We were teached to symbols of math operations well and do not have problems with reading them like generals and bookkeepers Grace Hopper dealt with.

So I think 'C-like' assembler is good thing. And I made some experiment: virtual machine architecture with C-like machine command style.
That is every instruction has form:
A ?= B @cc
where A and B are operands and @cc (optional) - condition code, ? - operation code.
Discussion above give me interestion idea to replace @cc with prefix if (cc) - that will be more readable!
Every instruction takes B and possibly A (for two-operand instruction), load it into ALU with operation code, waits for result and saves it (back) to A.
All registers and memory are 16-bit wide.
Eight registers R0-R7.
R5 has synonym SP and points to stack. Indirect reading increments it and indirect writing decrements it.
R6 has synonym PC (program counter) and at the start of execution of current instruction points to the next word. Indirect reading increments it (this is how immediate data is implemented).
R7 has synonym FLAGS and cannot be read/written indirectly.
There is one instruction format only:

SRC/DST - register codes.
DI/SI - flags of indirection (operand is location of the memory with address in register used). Special case 1111 for SI/SRC or DI/DST (that is indirect R7) are treated as immediate address for argument (that is immediate is read and treated as address of argument).
COND - condition
CMD - ALU instruction code
TO - two operand instruction flag - it causes operand A to be fetched and fed to ALU with B. CMD with different TO can do different things, so quantity of different instructions is 32.

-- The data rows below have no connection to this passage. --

PR #1695, opened 2026-08-05
CI: enable MSAN memory origins, sanitize all ITs

678098:
- Run all ITs in sanitizers CI
- Run sanitized ITs in parallel
- Enable MSAN memory origins

### DIFF
--- a/.github/workflows/sanitize.yaml
+++ b/.github/workflows/sanitize.yaml
@@ -39,4 +39,4 @@ jobs:
       - name: IT [c++,${{ github.job }}]
         if: ${{ matrix.fuzz == 'off' }}
         run: |
-          docker run --rm sanitizer-${{ github.job }} /blazingmq/cmake.bld/Linux/run-it.sh -k breathing --bmq-tolerate-dirty-shutdown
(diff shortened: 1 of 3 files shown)


.github/workflows/sanitize.yaml
```diff
@@ -39,4 +39,4 @@ jobs:
       - name: IT [c++,${{ github.job }}]
         if: ${{ matrix.fuzz == 'off' }}
         run: |
-          docker run --rm sanitizer-${{ github.job }} /blazingmq/cmake.bld/Linux/run-it.sh -k breathing --bmq-tolerate-dirty-shutdown
+          docker run --rm sanitizer-${{ github.job }} /blazingmq/cmake.bld/Linux/run-it.sh --bmq-tolerate-dirty-shutdown
```
chrisbeard: If I recall, this will take longer than the 6 hour github actions timeout.

678098: My point is just to run it and see if I have more crashes. Breathing tests path doesn't cover everything.
Maybe, there is enough time with matrix parallelization

PR #1700, opened 2026-08-10
Refactor[mqba]: authorize session negotiation earlier

chrisbeard:
Authorization should be performed as early as possible during session negotiation for incoming connections.

On authorization failure, send a minimal refusal BrokerResponse to the client indicating authorization failure.

### DIFF
--- a/src/groups/mqb/mqba/mqba_sessionnegotiator.cpp
+++ b/src/groups/mqb/mqba/mqba_sessionnegotiator.cpp
@@ -443,6 +443,24 @@ bsl::shared_ptr<mqbnet::Session> SessionNegotiator::onClientIdentityMessage(
     }
     }
 
+    // Authorize the incoming connection before sending the normal
+    // negotiation response.  If authorization fails, send a minimal refusal
+    // response and terminate negotiation.
+    if (!authorizeIncomingConnection(errorDescription, context_p)) {
+        bmqp_ctrlmsg::NegotiationMessage refusedMessage;
+        bmqp_ctrlmsg::BrokerResponse&    refused =
+            refusedMessage.makeBrokerResponse();
+        refused.result().category() = bmqp_ctrlmsg::StatusCategory::E_REFUSED;
+        refused.result().code()     = -1;
+        refused.result().message()  = "Connection not authorized";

That is B could be one of the: imm16, [ addr16 ], Rx, [ Rx ]
A could be one of the: [ addr16 ], Rx, [ Rx ]

I wrote simple emulator and assembler for this machine and implemented next instructions:
ONE OPERAND:
= - copy
=? - copy with ZF and SF update
=+1 - increment
=-1 - decrement
=+2 - increment by 2
=-2 - decrement by 2
TWO OPERAND:
+=, +c= - add and add with carry
-=, -c= - the same with sub
<?> - compare
&=, |=, ^= - and/or/xor

Conditional codes are usual like: @z, @nz, @c, @nc and so on.

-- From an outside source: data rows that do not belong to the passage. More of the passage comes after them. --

PR #1701, opened 2026-08-10
Cleanup[mqba::SessionNegotiator]: require authorizer at construction

chrisbeard:
Provide Authorizer via SessionNegotiator constructor instead of via `setAuthorizer` as there is no ordering constraint for this field (unlike clusterCatalog/domainFactor).

Also add precondition checks to SessionNegotiator constructor for all mandatory fields.

### DIFF
--- a/src/groups/mqb/mqba/mqba_sessionnegotiator.cpp
+++ b/src/groups/mqb/mqba/mqba_sessionnegotiator.cpp
@@ -1001,12 +1001,12 @@ SessionNegotiator::SessionNegotiator(bdlbb::BlobBufferFactory* bufferFactory,
 , d_authorizer_sp(authorizer)
 {
     // PRECONDITIONS
-    BSLS_ASSERT(bufferFactory);
-    BSLS_ASSERT(dispatcher);
-    BSLS_ASSERT(statContext);
-    BSLS_ASSERT(blobSpPool);
-    BSLS_ASSERT(scheduler);
-    BSLS_ASSERT(authorizer);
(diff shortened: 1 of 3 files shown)


src/groups/mqb/mqba/mqba_sessionnegotiator.cpp
```diff
@@ -997,8 +998,15 @@ SessionNegotiator::SessionNegotiator(bdlbb::BlobBufferFactory* bufferFactory,
...
+, d_authorizer_sp(authorizer)
 {
-    // NOTHING
+    // PRECONDITIONS
+    BSLS_ASSERT(bufferFactory);
+    BSLS_ASSERT(dispatcher);
+    BSLS_ASSERT(statContext);
+    BSLS_ASSERT(blobSpPool);
+    BSLS_ASSERT(scheduler);
+    BSLS_ASSERT(authorizer);
```
678098:
```suggestion
    BSLS_ASSERT(d_bufferFactory_p);
    BSLS_ASSERT(d_dispatcher_p);
    BSLS_ASSERT(d_statContext_p);
    BSLS_ASSERT(d_blobSpPool_p);
    BSLS_ASSERT(d_scheduler_p);
    BSLS_ASSERT(d_authorizer_sp);
```
I think it is more useful to check each field itself, it gives guarantee that the fields were set in this constructor. Checking args only doesn't provide such a guarantee and might allow some bugs

678098 (dismissed):
Have one small comment, otherwise, good to merge

678098 (approved):

PR #1703, opened 2026-08-10
Fix[mqbs]: disable gc by TTL for broadcast queues

678098:
- Add an IT that checks broadcast correctness with TTL = 0
- Fix: disable gc for broadcast queues

### DIFF
--- a/src/groups/mqb/mqbs/mqbs_inmemorystorage.cpp
+++ b/src/groups/mqb/mqbs/mqbs_inmemorystorage.cpp
@@ -82,6 +82,7 @@ InMemoryStorage::InMemoryStorage(DataStore*              dataStore_p,
 , d_isEmpty(1)
 , d_currentlyAutoConfirming()
 , d_autoConfirms(d_allocator_p)
+, d_isBroadcast(config.mode().isBroadcastValue())
 {
     BSLS_ASSERT_SAFE(0 <= d_ttlSeconds);  // Broadcast queues can use 0 for TTL
 
@@ -444,6 +445,11 @@ int InMemoryStorage::gcExpiredMessages(const bdlt::Datetime& currentTimeUtc,
                                        bsls::Types::Uint64   secondsFromEpoch,
                                        int                   limit)
 {
+    if (d_isBroadcast) {
+        // Broadcast queues never expire messages via TTL.
+        return 0;  // RETURN
+    }
+
     bsls::Types::Uint64      latestMsgTimestampEpoch = 0;
     int                      numMsgsDeleted = 0;
     const bsls::Types::Int64 now = bmqu::Time::highResolutionTimer();
--- a/src/integration-tests/test_broadcast.py
+++ b/src/integration-tests/test_broadcast.py
@@ -13,12 +13,14 @@
 # See the License for the specific language governing permissions and
 # limitations under the License.
 
+import time
 from itertools import islice
 
 import blazingmq.dev.it.testconstants as tc
 from blazingmq.dev.it.fixtures import (
     Cluster,
     order,
+    tweak,
 )
 from blazingmq.dev.it.process.client import Client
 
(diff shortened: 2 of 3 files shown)


src/integration-tests/test_broadcast.py
```diff
@@ -430,3 +432,92 @@ def test_add_variable_priority_consumers(
...
+        assert not node.erases_messages(uri, timeout=1), (
+            f"node '{node.name}' garbage-collected broadcast messages due to "
+            "TTL expiration while a consumer was subscribed"
+        )
+
+    missing = [payload for payload in posted if payload not in received]
+    assert not missing, (
+        f"{len(missing)} of {len(posted)} broadcast messages were never "
+        f"delivered to a subscribed consumer (e.g. {missing[:5]})"
+    )
```
678098, line 535: This IT fails in `main` differently each time

```
FAILED test_broadcast.py::test_ttl_zero_delivers_to_subscribed_consumer[multi_node-strong_consistency] - AssertionError: 1 of 2250 broadcast messages were never delivered to a subscribed consumer (e.g. ['m-1199'])
assert not ['m-1199']
```

```
FAILED test_broadcast.py::test_ttl_zero_delivers_to_subscribed_consumer[multi_node_fsm-eventual_consistency] - AssertionError: 2 of 2250 broadcast messages were never delivered to a subscribed consumer (e.g. ['m-249', 'm-2249'])
assert not ['m-249', 'm-2249']
```

dorjesinpo (commented):
this looks good.
one minor comment, maybe we can avoid `time.sleep(3)` if we wait for exact number of messages posted? Just trying to shave test time

src/groups/mqb/mqbs/mqbs_inmemorystorage.cpp
```diff
@@ -444,6 +445,11 @@ int InMemoryStorage::gcExpiredMessages(const bdlt::Datetime& currentTimeUtc,
                                        bsls::Types::Uint64   secondsFromEpoch,
                                        int                   limit)
 {
+    if (d_isBroadcast) {
```
chrisbeard: When first looking at the issue, I convinced myself that `queue()->isAtMostOnce()` was the right condition to check here

678098: What do you also think about renaming `isAtMostOnce` -> `isBroadcast`?
Will have less words for the same thing.
UPD: it's not the same thing.

src/integration-tests/test_broadcast.py
678098: Fails like this in main now
```
FAILED test_broadcast.py::test_ttl_zero_delivers_to_subscribed_consumer[single_node-strong_consistency] - AssertionError: node 'single' garbage-collected broadcast messages due to TTL expiration while a consumer was subscribed
assert not <re.Match object; span=(156, 296), match='queue [bmq://bmq.test.mem.broadcast/qqq1] and que>
 +  where <re.Match object; span=(156, 296), match='queue [bmq://bmq.test.mem.broadcast/qqq1] and que> = erases_messages('bmq://bmq.test.mem.broadcast/qqq1', timeout=1)
 +    where erases_messages = Broker(single).erases_messages
```

src/groups/mqb/mqbs/mqbs_inmemorystorage.cpp
678098: Also, queue is not set before we call `InMemoryStorage::setQueue`.
`config` is available on `InMemoryStorage` construction.
I think that having construction-time constraints is a safer practice than a dynamic values that might be not set in some time windows.

678098:
> this looks good.
> one minor comment, maybe we can avoid `time.sleep(3)` if we wait for exact number of messages posted? Just trying to shave test time

I updated the test to have less sleeps. As a result, it became less flaky: I observed only 1 IT failure compared to 4 in the previous one.

chrisbeard (approved):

So, it tested this machine/assembler and expect it to be readable and easy to write.
For example:

Code: Select all

``````; string_print
; in: r0 - string buffer
string_print  r1  =? [ r0 ]
ret @z
r0  =+1 r0
[ PORT_CONSOLE ] = r1
pc  = string_print

; string_len
; in:  r0 - string buffer
; out:  r0 - length of the string
string_len  r1  = 0
.loop    r2  =? [ r0 ]
pc  = .end @z
r0  =+1 r0
r1  =+1 r1
pc  = .loop
.end    r0  = r1
ret
``````
PORT_CONSOLE is in/out port mapped to memory.
So, I have hour or something like that to test it and...
This asm didn't make any revolution for me at all. It was as hard to percieve as any other asm.
Well... I failed.

So, I think it's not worse than any asm, but it's not really better.